Caliptra is closer to a concrete open project than a generic category, with public Caliptra project documentation and implementation materials. Deployed assurance still depends on how the design is integrated into silicon or platform firmware, which version or profile is used, how firmware is governed, and which evidence a verifier can consume.
- Assurance role: Open silicon root-of-trust implementation relevant to infrastructure and component assurance in applicable architectures.
- Evidence supported: Root-of-trust evidence, device identity, firmware measurement, update or security state, and platform assurance inputs.
- Lifecycle fit: Design, manufacturing, provisioning, acceptance, deployment, update, and operations for applicable architectures.
- Dependencies: Architecture fit, implementation scope, firmware governance, verifier policy, and repository handling.

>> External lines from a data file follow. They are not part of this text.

Issue #3909, opened 2016-03-26
Third party package managers should install their packages to /usr/local


Gottox:
Currently tools like `npm -g`, `pip`, or `gem` polute the `/usr`-namespace which should be exclusively used by void. We should change those package managers to install packages to /usr/local and make sure, that python, node, ruby, etc still search for modules in `/usr` and `/usr/local` (the latter be the prefered one)

* [ ] gem
* [ ] npm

- What it does not prove: May be architecture-specific and does not define all procurement, sector, or lifecycle evidence expectations.
- Mapping confidence: Direct for Caliptra mechanisms in applicable architectures; adjacent or supporting elsewhere.
- Source/version note: Cite specific Caliptra project documentation, specifications, releases, or implementation references.
What these options can support
Trust anchors and device-identity mechanisms can support stronger binding between evidence and the product, component, or service that produced it. They can also support automated checks, signed evidence packages, attestation workflows, update eligibility, and lifecycle-state transitions.
What they do not solve alone
They do not decide whether a product is acceptable, whether a supplier is trustworthy, whether a vulnerability is exploitable, or whether evidence is sufficient. They need control expectations, verifier policies, supplier obligations, lifecycle records, and exception handling.
What must exist around them
- identity, key, and credential governance;
- certificate or trust-anchor policy;
- provisioning, renewal, revocation, and retirement workflows;
- verifier policy and recipient trust decisions;
- evidence retention and lifecycle-state records;
- exception handling for missing, expired, conflicting, or unverifiable identity evidence.
Evidence they may produce, protect, exchange, or verify
- product, component, device, platform, or service identity;
- certificate chains and issuance records;
- key lifecycle and credential lifecycle records;
- identity-bound attestation inputs;
- provisioning, repair, transfer, revocation, or retirement evidence.
Verification considerations
Verification should check whether the identity evidence is bound to the right product or component, whether the credential chain is current, whether revocation and lifecycle state are handled, and whether the recipient can explain what the identity claim does and does not prove.
Tooling categories
- certificate lifecycle management;
- hardware-rooted identity provisioning;
- key and credential management;
- device identity inventory;
- verifier policy and trust-store management;
- lifecycle-state and revocation tracking.
Questions to ask suppliers
- What identity, trust anchor, credential, or certificate mechanism is used?
- What product, component, platform, service, or lifecycle state is the identity bound to?
- Who issues, renews, revokes, and retires the identity or credential?
- What happens when identity evidence is missing, expired, cloned, transferred, or unverifiable?
Questions to ask implementers
- What provisioning, renewal, revocation, and retirement workflow supports the identity mechanism?
- Which verifier policy, trust store, repository, or lifecycle-state record consumes the identity evidence?
- How is identity evidence linked to acceptance, update, repair, transfer, or decommissioning decisions?